Re: BRA approves Emerson College's Paramount Center
Toby, economics isn't called the dismal science for nothing. There're few hard-and-fast, crystal-clear laws in most of economics, and the dismal science of real estate is no exception.
I don't see how having zoning that encourages four buildings per block, e.g., or eight, instead of one, is categorically, a priori economically unviable. It's less profitable ... but unviable? If you can produce some numbers, then we'd be talking.
Sure, Boston development tends these days (as it has since the bad old Ed Logue days) to emphasize the mega-blocks and mega-developments. And without question, that maximizes profits for a very small pool of local and national developers, who are the only ones with the cash flow to develop those mega-lots. But is it the only way? Do you really think it is?

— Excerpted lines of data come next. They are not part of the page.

PR #986, opened 2021-05-20
[prometheus] Add option to set --storage.tsdb.path

vvanouytsel:
Previously the value of '--storage.tsdb.path' was set via '.Values.server.persistentVolume.mountPath'.
This commit adds the option to specify a 'server.hostPath' value. When
the 'server.hostPath' value is not empty, the 'server.hostPath' value is
used for '--storage.tsdb.path' instead.

Signed-off-by: Vincent Van Ouytsel <vvanouytsel@gmail.com>

Make it possible to configure '--storage.tsdb.path' directly via the values file. 
Previously it was 'hardcoded' to use .Values.server.persistentVolume.mountPath as the value of '--storage.tsdb.path'.
With this PR you can now overrule this functionality and set the '--storage.tsdb.path' directly using the 'storagePath' variable.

Economics can be slippery. Especially in real estate, economic decisions and one's ability to profit are chunk-blowingly tinged with politics. As a developer, you do what you can to max out your ROI based on the laws you have to work within. But why should those laws be drawn up to max out developers' ability to max out their ROI? Is that the highest good for the city? What about the quality of life? Opportunities afforded to small businesses and entrepreneurs? Economic diversity? Street life? All of these things are very much affected by zoning and the choices politicians make.
The question, then, is whether it's possible to have zoning that, in certain areas, limits the width of buildings and ability to assemble adjacent parcels. To answer this, you need to ask whether someone will invest in buildings that aren't a block wide. And, in turn, you then have to ask whether you can profit off of such buildings. That's the crux of the matter. At a time when most REITs are abgefarked and investors are chasing yield like a drunken passenger going after stewardesses, just a wee little profit, if it's a sure thing, will attract money. Treasury notes are offering almost a miserable 3%, but they're the most in-demand investment around. Obviously, you'll make a greater profit if you have a block enabling you to build a 40-story "luxury condo" tower with all the charm of a U-Mass dorm. But will there be investment if you zone to limit width?
The easiest way to answer that is to do whatever is done when someone wants to value a parcel or measure the growth/decline in a real estate market -- look to other buildings.
To that end, the vast majority of buildings in Boston are not the First National Bank Building / One Financial Center / One Marina Park Drive or other gems of such girth. Most buildings are pretty small spaces, even downtown and especially in Back Bay. And since most of them aren't falling apart, they're able to make money. Obviously, someone like Druker will try to knock down whatever smaller buildings he's got ... not because they're not profitable but because he can do something MORE profitable. That's his motive. But allowing developers to profit isn't always the city's motive. Otherwise, we'd have turned the entire city into a Charles River Park of Druker boxes (only, mercifully, with less open space). But the city has decided that limiting or encouraging certain types of buildings is in the interests of however it defines quality of life it (and oftentimes it does so idiotically) and worth the haircut developers have to take.
Sure, many of those buildings are already built and thus require no cap investment (other than what's required to renovate spaces for new tenants). So let's look at where most construction in the area occurs: the suburbs. The vast majority of Boston metro area inhabitants (nearly 90%) aren't even in Boston. They live in suburbs in detached, single-family homes. People keep on building them, because they can make a profit on them. Sure, land is cheaper, but developers would still be able to make more money if they built office parks in Newton, rather than homes. The City of Newton has decided it doesn't want to be overrun with offices, though, so it forces developers to build according to its rules. That may keep out the Vornados of the world, but it hardly turns Newton into an investment-starved Third World enclave.
I simply can't believe that building a few thousand units of housing/small-floorplate commercial in the Seaport would be so unprofitable that the outcome would be worse than the one we have today: Parking lots for the forseeable future, with the hope they'll one day be replaced with One Marina Park Drive's poorer cousins (as the eldest, it's quite possible it'll be the blingiest -- to impress, as it surely does).
The economics of real estate are a political question. You'll always find someone who can profit building a project on 1/8 of a Seaport lot. The question is if you force a model that allows only a very limited number of developers to be able to do anything, putting a huge amount of power in their hands, great profits potential, but also huge potential for the s$&% to blow up (as it seems to have done). Or if you encourage diverse, narrower buildings owned by different people. Like Rome, the Back Bay or any of the current Seaport plans, it won't be built overnight. But it'll be a model that has less risk insofar as it's less reliant on 5 or so parties that can even afford it; it'll be profitable, though to a lesser degree (if you think you couldn't turn profit on a 10-unit condo in the Seaport because land and building costs are too high, well, they're doing it on much more expensive land in chic NY neighborhoods like the Far West Village, Meatpacking District, Tribeca, etc.); and it'll create a better quality of life/experience for residents and tourists than a handful of office buildings that look, like One Marina Park Drive, like a recycled Sheraton design with greener glass. Telling me "you don't understand the economics of development" doesn't cut it -- most Boston neighborhoods are zoned smaller, and even new developments do make money; just 'cause Druker or the faux historians he's hired (sorry, that's inside baseball) says he'll lose his shirt doesn't mean it's true.